I sigh as I write. My Traveling Partner pointed out that I could have chosen to ignore all his messages until I finished my walk. It never even occurred to me; he’s home injured. It doesn’t sound wise to ignore a message if there’s potential he could have fallen…

Today feels like the sort of day that will require every practice, every moment, and may test everything I have learned about managing my pain, my mental health, and my ability to care for another human being with love and compassion. I don’t feel ready for this sort of test, and I know my results vary.

… Maybe I should take the day off work to deal with this shit…?

… I can at least begin again. Sometimes that’s enough. (Your results may vary.)

*Later, after I got back to the house, my Traveling Partner made it very clear he did hear me, does get it, recognized the boundary I set, supports my need to set that boundary, understands the necessity of my taking care of myself and the value of that quiet morning time for my emotional and physical wellness… all the things. He’s also having his own experience, and doing his best. Sometimes this shit is just hard. I feel heard, supported, and loved. It’s a journey, and we’re on it together.
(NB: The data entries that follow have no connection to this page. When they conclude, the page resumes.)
PR #11, opened 2015-02-12
cycleFinderExpectedCycles to warn on adding new cycles

brunobowden:
@confile - please take a look

This limits the cycleFinderTask so that if a new cycle is added then the build will fail.

It defaults to 40 cycles, which is what naturally occurs with the java runtime environment.

Instructions are also provided for doing the special j2objc build of the java runtime environment which eliminates all reported cycles by code modification and cycle whitelist.

### DIFF
--- a/j2objc.gradle
+++ b/j2objc.gradle
@@ -59,7 +59,7 @@
  *
  * Commands:
  * Each one depends on the previous command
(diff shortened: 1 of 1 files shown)


brunobowden:
I agree it's shorter groovy. I want to make the "== null" explicit so that another engineer looking at it will understand exactly what it means.

confile:
I am fine with that.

Rain fell during the night. The morning air when I stepped out into the predawn darkness was fresh and humid. The days are already noticeably shorter. Daybreak came and went, revealing stormy clouds that threaten the possibility of thunderstorms.

The first hint of a new day.

I put on my boots at the trailhead, my mind on my walk, my heart feeling light, and hoping that my Traveling Partner got a second night of really restful sleep after a change to his medication. These human bodies are so fragile and complicated, and lack a proper user’s manual.

Yesterday was a good day, productive and sufficiently restful to feel as if I got a bit of a break from the grind. Most of my day was spent supporting the Anxious Adventurer, sorting out his vehicle needs for work, and getting his hoopty sold and out of the way. Easy but time-consuming. I was glad I had gone to the store earlier, and that I had a plan for lunch. The day lasted well-past when I might usually go to bed, but we were having a good time hanging out together, and I went with it. There’s been stress and worry and struggle aplenty lately, and it was good to just enjoy a few moments together.

… I still woke up at 4 a.m. LOL

The stormy sky this morning delights me, as the luminous pink of an unseen sunrise shifts with the clouds. I snap a few shots, thinking about those pastels. Maybe today I’ll spend some time painting?

Like thoughts, shifting.

I walked the trail thinking my thoughts and listening to the passing geese overhead. The air smells like it may rain again. I sit at my favorite spot along the trail and listen carefully. Was that thunder? Makes sense that it could be.

… Definitely thunder…

I think about the day ahead. There are things to do to prepare for the week, and next weekend will see me heading down the highway to the coast for a couple days. I’m eager to go, knowing my Traveling Partner won’t be left home alone this time. That’s very reassuring.

My mind wanders. I don’t stop it. I let my thoughts drift as I drink in the fresh air, and this quiet calm moment. It’s such a small thing, but this is an important self-care practice for me, to simply sit quietly and be for some little while. No criticism or doubt, no negative self-talk or worry, just a few quiet minutes as my thoughts drift by like summer storm clouds. I am awake, aware, and grateful. I breathe, exhale, and relax, listening to the sound of distant thunder.

A fat, warm, unexpected rain drop hits my face, and then another, and another. Will it actually rain? Maybe. Maybe not. The “maybe” is enough to put my mind on finishing my walk, so I finish my thoughts, finish my writing, and prepare to begin again.